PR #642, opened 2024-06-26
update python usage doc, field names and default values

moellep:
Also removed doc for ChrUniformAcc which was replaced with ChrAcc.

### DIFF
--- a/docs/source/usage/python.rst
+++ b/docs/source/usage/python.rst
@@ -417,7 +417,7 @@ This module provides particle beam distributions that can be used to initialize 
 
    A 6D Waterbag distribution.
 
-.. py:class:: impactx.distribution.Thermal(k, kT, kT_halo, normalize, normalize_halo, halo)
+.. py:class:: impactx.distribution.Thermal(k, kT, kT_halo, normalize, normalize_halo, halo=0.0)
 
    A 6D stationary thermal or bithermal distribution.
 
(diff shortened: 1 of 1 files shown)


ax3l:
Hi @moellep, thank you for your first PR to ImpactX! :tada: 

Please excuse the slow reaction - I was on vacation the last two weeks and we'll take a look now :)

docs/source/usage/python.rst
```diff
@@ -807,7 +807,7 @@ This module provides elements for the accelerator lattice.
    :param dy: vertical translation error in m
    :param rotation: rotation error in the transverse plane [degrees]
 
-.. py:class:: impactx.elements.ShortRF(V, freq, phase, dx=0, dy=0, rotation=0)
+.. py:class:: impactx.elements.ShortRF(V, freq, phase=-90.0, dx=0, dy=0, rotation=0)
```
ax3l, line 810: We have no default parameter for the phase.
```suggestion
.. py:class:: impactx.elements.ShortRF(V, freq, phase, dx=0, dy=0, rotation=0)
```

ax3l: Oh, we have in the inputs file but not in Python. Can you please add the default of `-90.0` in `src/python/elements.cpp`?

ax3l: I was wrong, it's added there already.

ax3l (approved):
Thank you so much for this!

=====

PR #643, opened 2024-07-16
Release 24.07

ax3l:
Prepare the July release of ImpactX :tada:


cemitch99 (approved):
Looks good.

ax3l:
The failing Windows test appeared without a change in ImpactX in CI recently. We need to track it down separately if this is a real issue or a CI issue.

=====

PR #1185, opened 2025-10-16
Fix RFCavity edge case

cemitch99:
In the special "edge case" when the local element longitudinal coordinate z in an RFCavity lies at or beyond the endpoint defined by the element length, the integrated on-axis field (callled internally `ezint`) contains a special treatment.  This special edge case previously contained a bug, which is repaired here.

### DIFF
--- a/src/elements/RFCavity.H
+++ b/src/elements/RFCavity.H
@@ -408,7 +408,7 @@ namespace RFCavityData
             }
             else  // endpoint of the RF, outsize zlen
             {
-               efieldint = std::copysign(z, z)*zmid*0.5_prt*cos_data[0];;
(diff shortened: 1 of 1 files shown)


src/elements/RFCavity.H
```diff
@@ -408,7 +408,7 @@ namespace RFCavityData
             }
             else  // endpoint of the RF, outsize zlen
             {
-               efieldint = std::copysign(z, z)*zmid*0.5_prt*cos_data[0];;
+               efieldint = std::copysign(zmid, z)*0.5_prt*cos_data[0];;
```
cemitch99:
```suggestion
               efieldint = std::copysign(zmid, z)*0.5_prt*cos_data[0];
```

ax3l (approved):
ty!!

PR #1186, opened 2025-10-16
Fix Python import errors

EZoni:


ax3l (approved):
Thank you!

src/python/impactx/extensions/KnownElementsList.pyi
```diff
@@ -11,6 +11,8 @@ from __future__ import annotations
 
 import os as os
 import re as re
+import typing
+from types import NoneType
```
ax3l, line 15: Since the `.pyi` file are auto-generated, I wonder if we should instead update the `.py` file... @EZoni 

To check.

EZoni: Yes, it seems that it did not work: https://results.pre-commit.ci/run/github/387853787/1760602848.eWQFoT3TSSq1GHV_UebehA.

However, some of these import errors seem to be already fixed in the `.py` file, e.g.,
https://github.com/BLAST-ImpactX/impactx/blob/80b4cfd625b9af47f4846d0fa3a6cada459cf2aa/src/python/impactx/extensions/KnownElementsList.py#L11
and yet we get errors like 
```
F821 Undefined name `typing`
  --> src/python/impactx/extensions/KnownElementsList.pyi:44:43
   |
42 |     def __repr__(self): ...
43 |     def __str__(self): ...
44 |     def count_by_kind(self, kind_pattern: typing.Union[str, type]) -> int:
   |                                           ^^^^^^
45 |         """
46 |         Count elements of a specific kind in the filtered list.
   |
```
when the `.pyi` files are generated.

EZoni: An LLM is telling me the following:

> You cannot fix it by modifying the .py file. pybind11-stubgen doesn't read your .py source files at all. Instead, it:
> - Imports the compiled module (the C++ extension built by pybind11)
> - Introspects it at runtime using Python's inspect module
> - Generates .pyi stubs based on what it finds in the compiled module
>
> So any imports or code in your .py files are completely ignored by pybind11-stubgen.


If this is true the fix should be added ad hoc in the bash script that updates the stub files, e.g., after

=====

• **Your goal**
Find every line in the records that uses the string "KnownElementsList", then copy it.

• **Written answer**
src/python/impactx/extensions/KnownElementsList.pyi
https://github.com/BLAST-ImpactX/impactx/blob/80b4cfd625b9af47f4846d0fa3a6cada459cf2aa/src/python/impactx/extensions/KnownElementsList.py#L11
  --> src/python/impactx/extensions/KnownElementsList.pyi:44:43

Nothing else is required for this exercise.